ENPICOM
Bioinformatics, data management, and AI integration for biologics discovery and engineering.
Overview
ENPICOM is a bioinformatics software company that provides a unified platform for accelerating the discovery and development of new biologics. The platform is designed to serve lab scientists, data scientists, and machine learning (ML) scientists alike, integrating best-in-class bioinformatics tools, a scalable data foundation, and advanced ML frameworks into a single cohesive solution. Founded with deep expertise in immunology, antibody discovery, machine learning, software engineering, synthetic biology, genetics, and molecular biology, ENPICOM empowers research organizations to simplify scientific workflows and fast-forward biologics R&D.
Trusted by global leaders in innovative research, ENPICOM operates with 84% of its workforce devoted to R&D, achieves an average user satisfaction NPS score of 87%, and delivers unmatched processing speeds of over 1.55 million reads per minute. The company's interdisciplinary team brings together specialists across immunology, bioinformatics, machine learning, and software engineering to deliver future-ready, flexible solutions.
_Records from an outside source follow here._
PR #1298, opened 2019-10-11
Fix odps test in data_reader_test.py

mhaoli:
Keras model requires model input to have shape `[batch_size, feature_shape]`, even if batch size equals to 1. However, `test_odps_data_reader_integration_with_local_keras` in `tests/data_reader_test.py` generate features with shape `[feature_shape]`.


terrytangyuan (approved):
Thanks!

PR #1270, opened 2019-10-04
Update TensorFlow to official 2.0.0 release

terrytangyuan:
Signed-off-by: terrytangyuan <terrytangyuan@gmail.com>

PR #1301, opened 2019-10-12
Add write lock in optimizer wrapper

mhaoli:
This is a follow-up PR of #1270. 

#1270 used a temporary solution to fix conflict when updating TensorFlow to 2.0.0: setting some useless variables to None. This PR adds a lock and deletes them from the list.


skydoorkai (approved):
LGTM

The ENPICOM Platform: Core Architecture
- Data Foundation: A high-performance, scalable data architecture that makes large sequencing datasets and historical data instantly accessible. The platform integrates seamlessly into existing ecosystems or federated data warehouses, eliminating data silos. Its proprietary architecture enables complex queries on hundreds of millions of sequences in seconds.
- Workflow Automation: Standardized, automated bioinformatics pipelines that reduce complexity, enhance collaboration, and ensure high-quality data availability for AI model training. Workflows can be rapidly adapted to specific lab protocols, project needs, or research goals, ensuring data harmonization across teams.
- AI Integration: End-to-end management of the ML model lifecycle, including model training, version tracking, and seamless deployment. Scientists can release AI models directly into real-world discovery campaigns, transforming months of AI development into actionable insights accessible with a single click — without requiring dedicated data science support.
Key Capabilities for Biologics Research
- Direct access to AI models within research workflows, enabling lab scientists to leverage machine learning without dependency on data scientists
- Fast, flexible, and accurate sequence annotation
- State-of-the-art developability assessment tools for evaluating biologics candidates
- Support for hit selection, diversity picking, hit expansion, and enrichment analysis
- No-code solution for running advanced analysis workflows using readily available or in-house developed algorithms
- Comprehensive API enabling full integration with existing research ecosystems and the ability to query billions of historical clones in seconds
- Support for custom algorithm integration and tailored workflow configuration
Software Modules and Services
- Platform Overview: A unified interface bringing together data management, storage, ML training, and discovery analysis
- Data Foundation Module: Scalable infrastructure for managing and querying large-scale sequencing and historical datasets
- Automation Module: Streamlined pipeline management for consistent, reproducible bioinformatics workflows
- Discovery Tooling: Analytical tools supporting biologics research from hit identification through candidate optimization
- AI Integration Module: Tools for model deployment, lifecycle management, and integration into automated or visualization-driven workflows
- Analysis Services: Expert-led bioinformatics analysis services provided by the ENPICOM team
- Antibody Humanization Services: Specialized services supporting the humanization of antibody candidates
Use Cases Supported
- Model Deployment: Seamless integration of AI models into biologics discovery and engineering campaigns
- Developability Assessment: Evaluating the drug-like properties of biologics candidates early in the discovery process
- Hit Selection: Identifying promising candidates from large screening datasets
- Hit Expansion: Exploring sequence space around confirmed hits to identify related candidates
- Enrichment Analysis: Analyzing sequencing data to identify enriched populations of interest
- Vaccine Research: Simplifying analysis and decision-making workflows for vaccine-related biologics programs
Why Organizations Choose ENPICOM
- Discover Better Biologics: Enables seamless AI integration so lab scientists can use machine learning models effectively without relying on data science teams, accelerating lead selection and candidate optimization
- Streamlined MLOps: Eliminates redundant tasks and unifies the entire ML lifecycle — from experimentation to production — covering model training, tracking, and deployment in a single system
- Maximized ROI: Increases return on AI investments by fostering collaboration between ML and lab scientists, speeding up model development, driving broader ML adoption, and reducing maintenance costs
- Three-Step AI Adoption Blueprint: A structured methodology — building a strong data foundation, automating bioinformatics pipelines, and integrating AI — designed to de-risk development and accelerate lead selection
- Ecosystem Integration: A comprehensive API and adaptable infrastructure ensure the platform fits into any existing research ecosystem, with a dedicated team providing tailored solutions that evolve with research demands
ENPICOM is backed by BOP Impact Ventures and angel investor Colby Souders, PhD, and continues to grow its interdisciplinary team with expertise spanning machine learning, bioinformatics, software engineering, and molecular biology. The company offers personalized demos and consultations for organizations looking to power their ML journey through seamless collaboration between data and lab scientists.